Monday, Dec. 04, 1944
Dabney and the Doukhobors
Tall, scholarly, bespectacled Virginius Dabney, 43, lives like a typical upper-class Southerner in a white frame house in Richmond, Va., with his pretty, vivacious wife "Doug," their three children and a maid of all work named Cora. Last summer, eyeing Cora enviously, a Richmond lady told V Dabney's wife, "If V would stop talking so much we might have some cooks in our kitchens."
V Dabney's talk has long plagued conservative Virginians. As editor of the Richmond Times-Dispatch, he has tilted his pen at almost every Southern household god. He has offended the Solid South by urging its return to the two-party system. He has outraged the Baptist South by criticizing prohibition and fundamentalism. He incensed the cheap-labor South by leading a campaign which resulted in the shortening of the Virginia work week for women from 60 to 48 hours.
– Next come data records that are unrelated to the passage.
PR #1255, opened 2025-06-11
[core] clean unwrap

ahoy-jon:


kyo-core/shared/src/main/scala/kyo/StreamCoreExtensions.scala
```diff
@@ -98,7 +98,7 @@ object StreamCoreExtensions:
                                     val lastElements: Chunk[V] = builder.result()
                                     Emit.valueWith(lastElements)(Abort.panic(throwable))
 
-            Stream(stream.map(_.emit)) // unwrap
```
hearnadam, line 101: It looks like `unwrap` needs a frame implicit.

PR #1128, opened 2025-01-28
Fix .poly_N tag leak in property names

lorchrob:
Bandaid solution to leaking generated node names; a more robust solution will come in a future PR.

Note to Daniel- after #1127 is merged, I will double check this PR. Once I double check, I will post another comment when I think it is ready to merge.


lorchrob:
The PR is now ready to review.

PR #1139, opened 2025-04-23
Arbitrary width machine integers

lorchrob:
Add support for arbitrary-width machine integers (e.g., `int[22]` and `uint[22]`) and a concatenation operation.

There is one limitation of the PR: SMT-LIB level signed bitvector to int casting (see `GenericSMTLIBDriver.ml`). However, this is not critical for now, as the motivation for supporting arbitrary-width bitvectors lies in the moxi interface (where there is no native SMT-LIB support for this anyway), not the Lustre interface.


src/lustre/lustreExpr.ml
```diff
@@ -1574,39 +1574,21 @@ let type_of_numOrBV_numOrBV_numOrBV ?(is_div = false) op t t' =
...
-      | _ -> raise Type_mismatch)
-    | t when Type.is_int16 t -> (
-      match t' with
-      | t when Type.is_int16 t -> Type.t_bv 16
-      | _ -> raise Type_mismatch)
-    | t when Type.is_int32 t -> (
+    | t when Type.is_bitvector t -> (
       match t' with
-      | t when Type.is_int32 t -> Type.t_bv 32
+      | t when Type.is_bitvector t ->
```
daniel-larraz: This match case introduces a new variable `t` that shadows the previous one. Review the rest of cases in the file.

src/lustre/lustreAstHelpers.ml
```diff
@@ -1420,14 +1421,6 @@ and syn_type_equal depth_limit x y : (bool, unit) result =
...
     | Bool _, Bool _
     | Int _, Int _
-    | UInt8 _, UInt8 _
-    | UInt16 _, UInt16 _
-    | UInt32 _, UInt32 _
-    | UInt64 _, UInt64 _
-    | Int8 _, Int8 _
-    | Int16 _, Int16 _
-    | Int32 _, Int32 _
-    | Int64 _, Int64 _
```
daniel-larraz, line 1430: The match cases for `SBitVector` and `UBitVector` are missing.

src/lustre/lustreExpr.ml
```diff
@@ -2958,14 +2912,21 @@ let eval_bvand expr1 expr2 =
   | _ -> Term.mk_bvand [expr1; expr2]
   | exception Invalid_argument _ -> Term.mk_bvand [expr1; expr2]
 
+let eval_bvconcat expr1 expr2 = 
+
+  match Term.destruct expr1, Term.destruct expr2 with              
+    
+  | _ -> Term.mk_bvconcat [expr1; expr2]
+  | exception Invalid_argument _ -> Term.mk_bvand [expr1; expr2]
```
daniel-larraz: `Term.mk_bvand [expr1; expr2]` -> `Term.mk_bvconcat [expr1; expr2]`

src/terms/bitvector.ml
```diff
@@ -655,7 +641,7 @@ let pp_print_signed_machine_integer ppf b =
                | 16 -> bv16_to_num b
                | 32 -> bv32_to_num b
                | 64 -> bv64_to_num b
```
daniel-larraz: Eliminate the explicit match cases as you did for `pp_print_unsigned_machine_integer`.

src/lustre/lustreTypeChecker.ml
```diff
@@ -2031,9 +2046,9 @@ and check_ref_type_assumptions ctx src nname bound_var e =
 and check_type_well_formed: tc_context -> source -> NI.t option -> bool -> tc_type -> ([> warning] list, [> error]) result
   = fun ctx src nname is_const ->
   function
-  | LA.TArr (_, arg_ty, res_ty) ->
-    let* warnings1 = check_type_well_formed ctx src nname is_const arg_ty in
-    let* warnings2 = check_type_well_formed ctx src nname is_const res_ty in 
+  | LA.TArr (_, ty1, ty2) ->
+    let* warnings1 = check_type_well_formed ctx src nname is_const ty1 in
+    let* warnings2 = check_type_well_formed ctx src nname is_const ty2 in
```
daniel-larraz: I think the previous names were more informative. `TArr` is the function ("arrow") type, `arg_ty` means argument type and `res_ty` means result type.

src/lustre/lustreTypeChecker.ml
```diff
@@ -1225,17 +1234,17 @@ and infer_type_unary_op: tc_context -> NI.t option -> Lib.position -> LA.expr ->
 
 and are_args_num: tc_context -> Lib.position -> tc_type -> tc_type -> (bool, [> error]) result
   = fun ctx pos ty1 ty2 ->
+  let* base_ty1 = expand_type_syn_reftype_history ctx ty1 in 
+  let* base_ty2 = expand_type_syn_reftype_history ctx ty2 in
+  match base_ty1, base_ty2 with 
+  | LA.SBitVector _, SBitVector _ -> R.ok true
+  | LA.UBitVector _, UBitVector _ -> R.ok true
+  | LA.SBitVector _, UBitVector _ -> R.ok true
```
daniel-larraz: `are_args_num` is used for `Plus | Minus | Times | Div | Lte  | Lt  | Gte | Gt`. Do we really want to allow operands with different signs?

src/lustre/lustreExpr.ml
lorchrob: Addressed

src/terms/bitvector.ml
lorchrob: Addressed

src/lustre/lustreTypeChecker.ml
lorchrob: Addressed

src/lustre/lustreAstHelpers.ml
lorchrob: Addressed

src/lustre/lustreExpr.ml
lorchrob: Addressed

src/lustre/lustreTypeChecker.ml
lorchrob: My understanding of `are_args_num` was that it was only checking if the args are number types, and not if they were "matching" number types. If they are not "matching" number types, then (as it currently stands) there will still be a type error, but it will be an `ExpectedType` error rather than an `ExpectedNumberTypes` error. So the question is which error message we prefer: (1) `Expected type int[64] but found type uint[64]`, or (2) `Expected both arguments of operator to be of same integer type (or type real) but found uint[64] and int[64]`

lorchrob: If we prefer the second message, I can update `are_args_num` to check if the number types are indeed matching

lorchrob: I think I may have been misunderstanding the original intent of the function. Since the second error message is more informative, I will pursue that, unless you tell me otherwise.

edit -- done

At It Again. Last week, as Virginians hotly argued over the State Supreme Court's invalidation of their soldier ballot act, cool Virginius Dabney celebrated the conclusion of his tenth year in command of the Richmond Times-Dispatch editorial page by harping gently on a familiar string. Since the poll tax is the nub of the soldier-vote question, why not--he suggested--use the projected constitutional convention to repeal the poll tax? Virginia's Bourbons, who pride themselves on the fact that the purpose of the poll tax is and always has been to limit the vote, shook their heads sadly and muttered that V Dabney was at it again.
Virginius Dabney has arrived at his liberal views by patient, thoughtful effort and constant conflict with his patrician heritage. His editorials, ground out with painful slowness, are almost pedantically preoccupied with both sides of the question. They are invariably prosaic and humorless. His advocacy last year of the abolition of Jim Crow busses and streetcars in Virginia, which set the whole South on its ear, was put forward in a quiet editorial entitled "The Conservative Course in Race Relations." Excerpt: "Many Virginians probably do not know it, but we have now arrived at the point where radicals from the North will find it easy to secure a large following . . . unless reasonable and proper concessions to the colored people are made." Because of such reason ableness, many of the more fiery Negro leaders call Dabney "far too conservative."
Intellectual Integrity. Grave, intelligent, industrious Editor Dabney is well liked, personally, among Richmond's banker-lawyer-merchant aristocracy. But as an editor they call him everything from a "starry-eyed idealist" to a "nigger lover." Dabney himself says: "I'd like to think that I get by with my views in circles which don't agree with me because I am credited with intellectual integrity, but that might be stretching a point."
Last week, over his regular breakfast of oatmeal covered with molasses, Editor Dabney discussed the press. The trouble with most editorial pages, he said, is that they "deal with such earth-shaking subjects as 'Be Kind to Animals Week' and the misdeeds of the Doukhobors--provided the Doukhobors are at least 1,000 miles away." On Virginius Dabney's editorial page the Doukhobors are right around the corner.